### ABOUT THIS TASK:
Work through the records below and copy every line that includes "requested".

EXERCISE INPUT section start

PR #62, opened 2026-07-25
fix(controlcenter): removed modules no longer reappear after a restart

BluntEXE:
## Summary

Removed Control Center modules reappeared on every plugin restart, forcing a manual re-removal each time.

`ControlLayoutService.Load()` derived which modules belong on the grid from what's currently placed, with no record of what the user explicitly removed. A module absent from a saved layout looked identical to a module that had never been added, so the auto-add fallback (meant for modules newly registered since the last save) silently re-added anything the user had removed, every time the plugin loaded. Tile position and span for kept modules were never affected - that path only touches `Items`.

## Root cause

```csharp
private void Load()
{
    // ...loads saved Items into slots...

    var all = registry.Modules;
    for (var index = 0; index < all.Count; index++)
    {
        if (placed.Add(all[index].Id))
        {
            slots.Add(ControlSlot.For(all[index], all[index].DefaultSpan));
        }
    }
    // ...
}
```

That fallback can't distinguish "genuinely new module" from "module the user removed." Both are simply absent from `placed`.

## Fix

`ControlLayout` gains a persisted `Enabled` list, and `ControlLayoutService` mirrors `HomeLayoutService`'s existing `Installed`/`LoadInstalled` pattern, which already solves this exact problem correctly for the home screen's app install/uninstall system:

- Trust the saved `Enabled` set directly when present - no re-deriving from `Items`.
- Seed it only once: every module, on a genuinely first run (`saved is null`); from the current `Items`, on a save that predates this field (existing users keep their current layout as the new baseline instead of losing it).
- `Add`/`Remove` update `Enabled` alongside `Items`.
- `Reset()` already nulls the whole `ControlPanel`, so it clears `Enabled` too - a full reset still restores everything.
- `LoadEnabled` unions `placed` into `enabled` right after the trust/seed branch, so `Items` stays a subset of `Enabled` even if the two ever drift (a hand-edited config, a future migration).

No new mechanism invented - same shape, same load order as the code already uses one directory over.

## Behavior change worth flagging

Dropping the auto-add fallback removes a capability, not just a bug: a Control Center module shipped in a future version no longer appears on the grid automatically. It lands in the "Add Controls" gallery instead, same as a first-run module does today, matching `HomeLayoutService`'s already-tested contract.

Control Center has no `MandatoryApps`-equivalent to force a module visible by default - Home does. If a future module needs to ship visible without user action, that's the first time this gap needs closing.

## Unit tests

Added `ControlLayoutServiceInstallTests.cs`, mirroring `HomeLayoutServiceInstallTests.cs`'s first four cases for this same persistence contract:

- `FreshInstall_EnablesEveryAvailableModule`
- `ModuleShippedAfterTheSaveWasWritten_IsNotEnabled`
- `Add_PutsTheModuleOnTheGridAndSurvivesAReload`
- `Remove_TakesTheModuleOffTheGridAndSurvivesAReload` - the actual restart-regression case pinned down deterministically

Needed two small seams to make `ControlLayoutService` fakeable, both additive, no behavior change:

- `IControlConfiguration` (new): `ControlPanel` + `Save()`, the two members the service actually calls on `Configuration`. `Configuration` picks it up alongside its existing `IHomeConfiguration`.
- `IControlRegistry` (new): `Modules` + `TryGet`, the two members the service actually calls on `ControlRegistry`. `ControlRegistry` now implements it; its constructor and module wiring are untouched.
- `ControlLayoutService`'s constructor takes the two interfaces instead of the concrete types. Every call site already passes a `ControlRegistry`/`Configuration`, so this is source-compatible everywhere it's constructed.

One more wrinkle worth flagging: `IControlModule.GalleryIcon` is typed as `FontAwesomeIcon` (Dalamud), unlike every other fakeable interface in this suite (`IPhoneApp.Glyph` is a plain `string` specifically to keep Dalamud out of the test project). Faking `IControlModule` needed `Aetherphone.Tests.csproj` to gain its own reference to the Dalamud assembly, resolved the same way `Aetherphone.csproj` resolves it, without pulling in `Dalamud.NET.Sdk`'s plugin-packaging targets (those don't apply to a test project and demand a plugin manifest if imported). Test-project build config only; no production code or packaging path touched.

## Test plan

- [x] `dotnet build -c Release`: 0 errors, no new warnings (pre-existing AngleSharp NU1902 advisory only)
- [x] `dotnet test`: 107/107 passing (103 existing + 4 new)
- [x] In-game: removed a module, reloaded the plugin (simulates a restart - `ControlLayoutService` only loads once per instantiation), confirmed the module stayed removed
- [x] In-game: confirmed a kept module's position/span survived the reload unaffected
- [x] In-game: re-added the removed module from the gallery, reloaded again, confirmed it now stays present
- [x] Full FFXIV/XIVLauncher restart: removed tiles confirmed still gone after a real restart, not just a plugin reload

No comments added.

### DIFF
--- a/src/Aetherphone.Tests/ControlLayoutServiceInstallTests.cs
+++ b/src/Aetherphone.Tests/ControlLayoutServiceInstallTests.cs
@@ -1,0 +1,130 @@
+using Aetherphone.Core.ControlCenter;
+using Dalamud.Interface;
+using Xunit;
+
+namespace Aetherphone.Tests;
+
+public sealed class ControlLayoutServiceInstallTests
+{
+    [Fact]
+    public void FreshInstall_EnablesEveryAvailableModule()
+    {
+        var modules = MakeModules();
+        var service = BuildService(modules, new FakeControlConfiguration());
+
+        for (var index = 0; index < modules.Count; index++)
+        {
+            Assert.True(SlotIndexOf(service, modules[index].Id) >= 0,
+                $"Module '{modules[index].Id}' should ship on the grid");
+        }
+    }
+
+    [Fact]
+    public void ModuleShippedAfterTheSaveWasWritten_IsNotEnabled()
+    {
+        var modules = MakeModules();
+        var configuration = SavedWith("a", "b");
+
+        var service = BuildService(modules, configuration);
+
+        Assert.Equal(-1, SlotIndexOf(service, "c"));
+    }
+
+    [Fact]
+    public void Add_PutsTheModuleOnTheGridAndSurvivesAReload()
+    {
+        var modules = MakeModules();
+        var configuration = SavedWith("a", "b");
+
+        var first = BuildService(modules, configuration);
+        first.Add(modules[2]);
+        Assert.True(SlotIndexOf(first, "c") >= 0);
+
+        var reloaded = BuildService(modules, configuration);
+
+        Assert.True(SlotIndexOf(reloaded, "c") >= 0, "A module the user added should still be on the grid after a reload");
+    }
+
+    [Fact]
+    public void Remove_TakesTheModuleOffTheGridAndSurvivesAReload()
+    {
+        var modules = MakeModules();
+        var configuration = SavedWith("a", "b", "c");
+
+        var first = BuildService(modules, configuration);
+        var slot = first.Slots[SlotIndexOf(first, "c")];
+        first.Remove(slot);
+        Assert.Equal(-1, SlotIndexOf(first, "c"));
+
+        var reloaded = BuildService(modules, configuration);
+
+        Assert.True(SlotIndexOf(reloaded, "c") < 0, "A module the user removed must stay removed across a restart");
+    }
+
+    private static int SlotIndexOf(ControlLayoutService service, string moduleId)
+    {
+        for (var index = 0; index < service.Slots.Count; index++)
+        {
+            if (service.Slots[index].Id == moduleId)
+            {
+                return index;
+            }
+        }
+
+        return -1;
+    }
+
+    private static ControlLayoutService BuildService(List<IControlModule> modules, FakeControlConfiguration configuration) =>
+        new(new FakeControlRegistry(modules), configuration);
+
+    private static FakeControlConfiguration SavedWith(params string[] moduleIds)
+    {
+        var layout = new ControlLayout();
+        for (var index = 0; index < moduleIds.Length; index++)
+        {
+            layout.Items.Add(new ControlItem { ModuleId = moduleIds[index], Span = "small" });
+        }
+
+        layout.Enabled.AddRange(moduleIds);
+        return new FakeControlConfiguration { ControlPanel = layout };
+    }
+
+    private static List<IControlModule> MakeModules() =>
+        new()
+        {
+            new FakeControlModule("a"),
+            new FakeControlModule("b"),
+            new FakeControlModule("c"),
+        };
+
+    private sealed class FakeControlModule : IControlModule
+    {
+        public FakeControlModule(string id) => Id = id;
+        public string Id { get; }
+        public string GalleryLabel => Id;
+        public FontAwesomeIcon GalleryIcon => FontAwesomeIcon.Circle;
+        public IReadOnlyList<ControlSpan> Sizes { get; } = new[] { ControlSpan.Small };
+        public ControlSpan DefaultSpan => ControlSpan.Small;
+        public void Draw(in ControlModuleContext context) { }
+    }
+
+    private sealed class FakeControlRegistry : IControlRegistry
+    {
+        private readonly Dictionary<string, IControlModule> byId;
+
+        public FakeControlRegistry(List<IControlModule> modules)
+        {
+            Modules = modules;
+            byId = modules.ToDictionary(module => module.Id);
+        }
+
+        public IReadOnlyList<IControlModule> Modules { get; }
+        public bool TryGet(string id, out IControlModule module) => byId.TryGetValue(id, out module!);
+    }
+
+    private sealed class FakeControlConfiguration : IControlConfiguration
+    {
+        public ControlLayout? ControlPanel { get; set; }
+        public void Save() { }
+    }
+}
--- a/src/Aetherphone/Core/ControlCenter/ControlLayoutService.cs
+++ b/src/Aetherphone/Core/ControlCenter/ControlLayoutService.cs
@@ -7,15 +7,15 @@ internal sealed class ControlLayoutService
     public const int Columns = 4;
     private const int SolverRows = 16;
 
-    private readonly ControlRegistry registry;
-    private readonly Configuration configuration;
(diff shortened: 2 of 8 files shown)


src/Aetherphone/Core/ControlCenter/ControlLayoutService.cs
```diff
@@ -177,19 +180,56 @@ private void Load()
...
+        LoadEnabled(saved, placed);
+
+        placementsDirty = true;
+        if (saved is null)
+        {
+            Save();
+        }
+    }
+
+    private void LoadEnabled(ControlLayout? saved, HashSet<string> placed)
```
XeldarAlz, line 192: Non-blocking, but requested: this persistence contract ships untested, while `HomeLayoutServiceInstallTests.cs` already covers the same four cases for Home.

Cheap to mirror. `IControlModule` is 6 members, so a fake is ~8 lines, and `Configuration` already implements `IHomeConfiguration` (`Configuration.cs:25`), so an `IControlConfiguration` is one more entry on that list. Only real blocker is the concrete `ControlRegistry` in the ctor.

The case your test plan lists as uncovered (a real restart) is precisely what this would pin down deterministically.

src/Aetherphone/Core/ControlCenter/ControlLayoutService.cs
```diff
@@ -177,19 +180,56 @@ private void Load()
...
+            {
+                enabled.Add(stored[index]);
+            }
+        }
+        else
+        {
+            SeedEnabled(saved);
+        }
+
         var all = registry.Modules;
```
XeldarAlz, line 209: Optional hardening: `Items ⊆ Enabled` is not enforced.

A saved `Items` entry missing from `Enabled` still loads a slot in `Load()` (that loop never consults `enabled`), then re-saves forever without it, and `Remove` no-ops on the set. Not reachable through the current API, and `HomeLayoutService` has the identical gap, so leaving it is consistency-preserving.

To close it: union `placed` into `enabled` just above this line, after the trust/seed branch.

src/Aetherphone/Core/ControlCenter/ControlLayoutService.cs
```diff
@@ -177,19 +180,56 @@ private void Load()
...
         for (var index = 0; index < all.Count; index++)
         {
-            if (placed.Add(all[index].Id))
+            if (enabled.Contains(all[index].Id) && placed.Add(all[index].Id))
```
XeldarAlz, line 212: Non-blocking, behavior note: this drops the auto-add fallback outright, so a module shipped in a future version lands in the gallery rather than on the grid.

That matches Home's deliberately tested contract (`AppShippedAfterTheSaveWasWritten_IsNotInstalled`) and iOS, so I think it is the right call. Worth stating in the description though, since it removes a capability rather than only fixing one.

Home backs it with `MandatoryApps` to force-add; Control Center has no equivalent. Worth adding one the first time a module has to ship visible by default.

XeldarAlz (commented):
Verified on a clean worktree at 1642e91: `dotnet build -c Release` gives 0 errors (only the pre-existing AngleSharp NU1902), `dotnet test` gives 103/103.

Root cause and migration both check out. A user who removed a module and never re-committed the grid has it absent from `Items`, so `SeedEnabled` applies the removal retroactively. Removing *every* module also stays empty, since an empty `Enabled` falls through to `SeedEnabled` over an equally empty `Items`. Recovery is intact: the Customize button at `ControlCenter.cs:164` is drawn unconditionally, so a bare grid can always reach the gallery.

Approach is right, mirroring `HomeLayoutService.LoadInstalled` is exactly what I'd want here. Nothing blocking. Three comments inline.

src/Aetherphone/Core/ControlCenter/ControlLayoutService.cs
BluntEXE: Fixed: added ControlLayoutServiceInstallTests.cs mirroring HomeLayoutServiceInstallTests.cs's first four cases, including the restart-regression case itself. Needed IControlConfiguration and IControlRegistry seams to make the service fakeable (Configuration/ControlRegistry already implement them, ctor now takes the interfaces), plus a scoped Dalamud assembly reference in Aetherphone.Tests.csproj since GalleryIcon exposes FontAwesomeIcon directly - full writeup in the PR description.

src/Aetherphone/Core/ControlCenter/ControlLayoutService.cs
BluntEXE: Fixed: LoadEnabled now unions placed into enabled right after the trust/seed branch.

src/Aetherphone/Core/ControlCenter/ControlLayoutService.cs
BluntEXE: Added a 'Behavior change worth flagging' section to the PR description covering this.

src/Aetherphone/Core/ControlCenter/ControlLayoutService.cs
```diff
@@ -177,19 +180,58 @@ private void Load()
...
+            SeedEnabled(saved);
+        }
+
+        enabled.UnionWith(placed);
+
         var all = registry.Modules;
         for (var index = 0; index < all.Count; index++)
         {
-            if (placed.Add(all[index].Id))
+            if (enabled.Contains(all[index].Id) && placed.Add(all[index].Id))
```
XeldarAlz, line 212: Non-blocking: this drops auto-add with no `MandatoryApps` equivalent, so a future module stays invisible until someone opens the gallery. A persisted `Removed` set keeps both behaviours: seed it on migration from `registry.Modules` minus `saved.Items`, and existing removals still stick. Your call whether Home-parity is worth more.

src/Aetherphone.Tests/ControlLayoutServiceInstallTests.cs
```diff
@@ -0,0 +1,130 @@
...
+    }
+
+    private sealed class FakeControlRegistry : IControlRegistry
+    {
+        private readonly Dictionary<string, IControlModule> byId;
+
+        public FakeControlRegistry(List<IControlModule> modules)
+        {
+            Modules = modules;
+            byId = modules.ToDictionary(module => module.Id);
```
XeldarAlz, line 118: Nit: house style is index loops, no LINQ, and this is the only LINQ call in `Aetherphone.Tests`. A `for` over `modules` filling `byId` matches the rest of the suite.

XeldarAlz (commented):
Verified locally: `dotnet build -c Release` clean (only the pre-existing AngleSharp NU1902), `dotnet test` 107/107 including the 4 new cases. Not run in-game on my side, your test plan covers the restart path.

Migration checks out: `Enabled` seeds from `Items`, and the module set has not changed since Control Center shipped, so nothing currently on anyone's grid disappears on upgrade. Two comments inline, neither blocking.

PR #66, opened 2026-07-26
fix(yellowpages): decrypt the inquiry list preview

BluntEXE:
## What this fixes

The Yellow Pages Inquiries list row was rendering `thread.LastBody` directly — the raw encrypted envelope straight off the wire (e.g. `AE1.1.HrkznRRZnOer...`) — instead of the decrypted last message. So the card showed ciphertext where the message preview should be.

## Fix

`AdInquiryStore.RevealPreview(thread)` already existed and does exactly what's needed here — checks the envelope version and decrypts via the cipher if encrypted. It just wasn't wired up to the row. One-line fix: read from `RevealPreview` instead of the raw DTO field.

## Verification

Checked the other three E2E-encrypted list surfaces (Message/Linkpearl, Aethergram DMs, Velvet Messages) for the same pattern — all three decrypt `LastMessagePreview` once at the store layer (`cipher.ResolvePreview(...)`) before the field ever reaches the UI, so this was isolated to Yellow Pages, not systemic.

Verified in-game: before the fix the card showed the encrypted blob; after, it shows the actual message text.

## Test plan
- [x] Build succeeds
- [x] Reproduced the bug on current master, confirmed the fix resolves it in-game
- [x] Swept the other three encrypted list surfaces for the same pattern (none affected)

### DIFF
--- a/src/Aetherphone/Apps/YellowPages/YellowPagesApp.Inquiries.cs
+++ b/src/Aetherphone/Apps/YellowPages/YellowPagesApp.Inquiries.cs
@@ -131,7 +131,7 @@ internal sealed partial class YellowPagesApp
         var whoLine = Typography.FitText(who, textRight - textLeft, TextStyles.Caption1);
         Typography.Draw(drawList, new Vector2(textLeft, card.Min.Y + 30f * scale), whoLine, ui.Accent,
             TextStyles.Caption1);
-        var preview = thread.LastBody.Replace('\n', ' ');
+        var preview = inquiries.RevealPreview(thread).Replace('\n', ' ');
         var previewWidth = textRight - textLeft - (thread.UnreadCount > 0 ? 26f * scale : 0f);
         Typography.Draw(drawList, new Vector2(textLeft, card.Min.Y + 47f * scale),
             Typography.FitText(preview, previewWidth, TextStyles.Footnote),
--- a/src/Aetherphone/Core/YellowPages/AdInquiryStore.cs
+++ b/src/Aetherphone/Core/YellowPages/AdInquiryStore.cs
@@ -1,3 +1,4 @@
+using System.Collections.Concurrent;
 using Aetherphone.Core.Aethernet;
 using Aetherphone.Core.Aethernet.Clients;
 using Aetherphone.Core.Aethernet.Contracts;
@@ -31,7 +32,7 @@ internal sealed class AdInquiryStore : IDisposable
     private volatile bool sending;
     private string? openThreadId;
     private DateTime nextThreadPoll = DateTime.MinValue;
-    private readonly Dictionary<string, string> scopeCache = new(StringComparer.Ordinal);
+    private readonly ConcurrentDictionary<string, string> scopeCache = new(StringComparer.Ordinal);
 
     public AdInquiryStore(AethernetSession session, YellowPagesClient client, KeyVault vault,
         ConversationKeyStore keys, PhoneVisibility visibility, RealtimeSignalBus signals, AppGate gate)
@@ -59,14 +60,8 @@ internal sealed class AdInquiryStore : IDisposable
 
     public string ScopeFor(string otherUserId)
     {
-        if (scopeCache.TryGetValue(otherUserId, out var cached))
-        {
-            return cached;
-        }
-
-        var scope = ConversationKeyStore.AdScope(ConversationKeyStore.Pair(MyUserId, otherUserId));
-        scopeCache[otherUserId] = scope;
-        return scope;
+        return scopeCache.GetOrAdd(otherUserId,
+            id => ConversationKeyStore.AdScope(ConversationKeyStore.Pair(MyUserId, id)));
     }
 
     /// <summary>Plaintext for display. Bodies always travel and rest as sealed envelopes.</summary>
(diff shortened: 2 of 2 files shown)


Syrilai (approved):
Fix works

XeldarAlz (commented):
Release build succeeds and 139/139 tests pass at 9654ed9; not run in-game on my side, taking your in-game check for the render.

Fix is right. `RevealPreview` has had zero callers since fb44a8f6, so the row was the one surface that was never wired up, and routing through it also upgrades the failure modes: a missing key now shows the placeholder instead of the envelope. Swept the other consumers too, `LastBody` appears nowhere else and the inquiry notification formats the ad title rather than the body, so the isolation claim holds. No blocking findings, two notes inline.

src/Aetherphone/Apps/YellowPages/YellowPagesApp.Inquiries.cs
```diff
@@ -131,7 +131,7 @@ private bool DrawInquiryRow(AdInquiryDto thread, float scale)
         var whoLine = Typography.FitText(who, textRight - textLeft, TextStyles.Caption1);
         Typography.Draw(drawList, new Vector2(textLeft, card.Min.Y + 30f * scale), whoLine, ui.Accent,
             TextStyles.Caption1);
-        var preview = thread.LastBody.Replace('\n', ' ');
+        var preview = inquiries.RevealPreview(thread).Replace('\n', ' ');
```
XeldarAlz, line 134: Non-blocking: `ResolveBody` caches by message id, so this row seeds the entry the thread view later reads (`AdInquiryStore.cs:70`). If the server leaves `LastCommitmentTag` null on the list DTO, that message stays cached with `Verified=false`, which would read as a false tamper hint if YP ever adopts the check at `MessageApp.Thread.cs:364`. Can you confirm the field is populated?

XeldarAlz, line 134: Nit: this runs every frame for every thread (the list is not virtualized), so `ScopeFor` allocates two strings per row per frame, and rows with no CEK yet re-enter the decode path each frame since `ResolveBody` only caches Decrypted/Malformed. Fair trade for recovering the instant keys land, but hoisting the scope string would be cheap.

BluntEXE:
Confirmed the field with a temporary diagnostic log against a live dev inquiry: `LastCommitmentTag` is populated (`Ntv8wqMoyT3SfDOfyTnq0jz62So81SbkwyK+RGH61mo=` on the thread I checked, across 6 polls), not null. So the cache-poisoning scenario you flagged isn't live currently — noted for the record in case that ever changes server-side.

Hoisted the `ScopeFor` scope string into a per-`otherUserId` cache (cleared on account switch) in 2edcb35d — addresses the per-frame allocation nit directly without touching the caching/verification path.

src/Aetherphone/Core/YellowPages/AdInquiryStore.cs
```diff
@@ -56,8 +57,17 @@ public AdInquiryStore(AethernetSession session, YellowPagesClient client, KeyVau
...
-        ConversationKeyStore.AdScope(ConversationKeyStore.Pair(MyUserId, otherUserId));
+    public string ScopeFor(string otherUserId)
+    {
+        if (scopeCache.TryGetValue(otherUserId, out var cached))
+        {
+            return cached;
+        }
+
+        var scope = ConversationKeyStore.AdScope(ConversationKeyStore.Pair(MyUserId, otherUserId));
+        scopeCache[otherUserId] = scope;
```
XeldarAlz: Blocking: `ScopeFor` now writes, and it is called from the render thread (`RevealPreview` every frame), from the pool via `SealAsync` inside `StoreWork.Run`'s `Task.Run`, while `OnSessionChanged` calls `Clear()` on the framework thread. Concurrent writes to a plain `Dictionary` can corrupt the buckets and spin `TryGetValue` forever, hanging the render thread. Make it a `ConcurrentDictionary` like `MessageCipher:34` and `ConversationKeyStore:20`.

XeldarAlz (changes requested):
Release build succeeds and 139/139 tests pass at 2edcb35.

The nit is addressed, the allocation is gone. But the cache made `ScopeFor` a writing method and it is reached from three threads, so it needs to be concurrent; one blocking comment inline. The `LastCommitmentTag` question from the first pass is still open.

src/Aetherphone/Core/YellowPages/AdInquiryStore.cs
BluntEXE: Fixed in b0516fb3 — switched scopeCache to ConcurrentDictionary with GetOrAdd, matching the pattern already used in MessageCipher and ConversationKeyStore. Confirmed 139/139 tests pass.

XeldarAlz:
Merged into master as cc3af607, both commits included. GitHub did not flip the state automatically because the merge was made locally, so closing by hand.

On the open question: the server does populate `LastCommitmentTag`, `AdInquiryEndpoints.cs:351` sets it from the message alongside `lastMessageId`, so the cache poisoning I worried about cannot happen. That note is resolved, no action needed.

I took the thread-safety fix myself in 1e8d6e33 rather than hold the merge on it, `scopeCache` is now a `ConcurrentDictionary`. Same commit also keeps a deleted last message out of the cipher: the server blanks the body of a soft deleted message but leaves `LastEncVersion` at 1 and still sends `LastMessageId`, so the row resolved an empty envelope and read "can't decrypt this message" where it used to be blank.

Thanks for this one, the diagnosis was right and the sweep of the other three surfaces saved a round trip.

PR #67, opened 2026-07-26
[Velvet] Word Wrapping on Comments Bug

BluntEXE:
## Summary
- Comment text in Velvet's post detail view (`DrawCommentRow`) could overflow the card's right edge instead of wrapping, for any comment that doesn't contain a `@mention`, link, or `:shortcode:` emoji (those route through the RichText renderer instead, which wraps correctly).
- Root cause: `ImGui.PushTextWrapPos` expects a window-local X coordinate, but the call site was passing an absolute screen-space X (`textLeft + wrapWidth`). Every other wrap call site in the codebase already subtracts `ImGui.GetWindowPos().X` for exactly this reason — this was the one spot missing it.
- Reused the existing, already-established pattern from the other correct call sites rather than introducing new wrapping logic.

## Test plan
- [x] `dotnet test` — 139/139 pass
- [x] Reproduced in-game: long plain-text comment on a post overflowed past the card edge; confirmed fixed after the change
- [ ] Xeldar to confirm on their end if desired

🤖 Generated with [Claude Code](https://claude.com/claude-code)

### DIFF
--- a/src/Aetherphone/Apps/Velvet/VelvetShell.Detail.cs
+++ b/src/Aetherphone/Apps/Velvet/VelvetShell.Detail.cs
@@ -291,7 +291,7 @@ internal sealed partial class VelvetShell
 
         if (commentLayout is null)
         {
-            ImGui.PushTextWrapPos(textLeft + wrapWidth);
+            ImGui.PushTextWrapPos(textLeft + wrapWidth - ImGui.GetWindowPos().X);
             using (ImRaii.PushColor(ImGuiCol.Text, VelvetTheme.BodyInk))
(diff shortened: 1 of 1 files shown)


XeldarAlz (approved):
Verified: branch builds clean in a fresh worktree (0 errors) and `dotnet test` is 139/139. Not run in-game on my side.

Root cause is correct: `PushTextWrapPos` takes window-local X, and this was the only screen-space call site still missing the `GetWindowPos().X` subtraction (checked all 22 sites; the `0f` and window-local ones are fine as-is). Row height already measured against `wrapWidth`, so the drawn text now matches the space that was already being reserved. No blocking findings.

EXERCISE INPUT section end

### EXPECTED OUTPUT:
XeldarAlz, line 192: Non-blocking, but requested: this persistence contract ships untested, while `HomeLayoutServiceInstallTests.cs` already covers the same four cases for Home.
XeldarAlz (changes requested):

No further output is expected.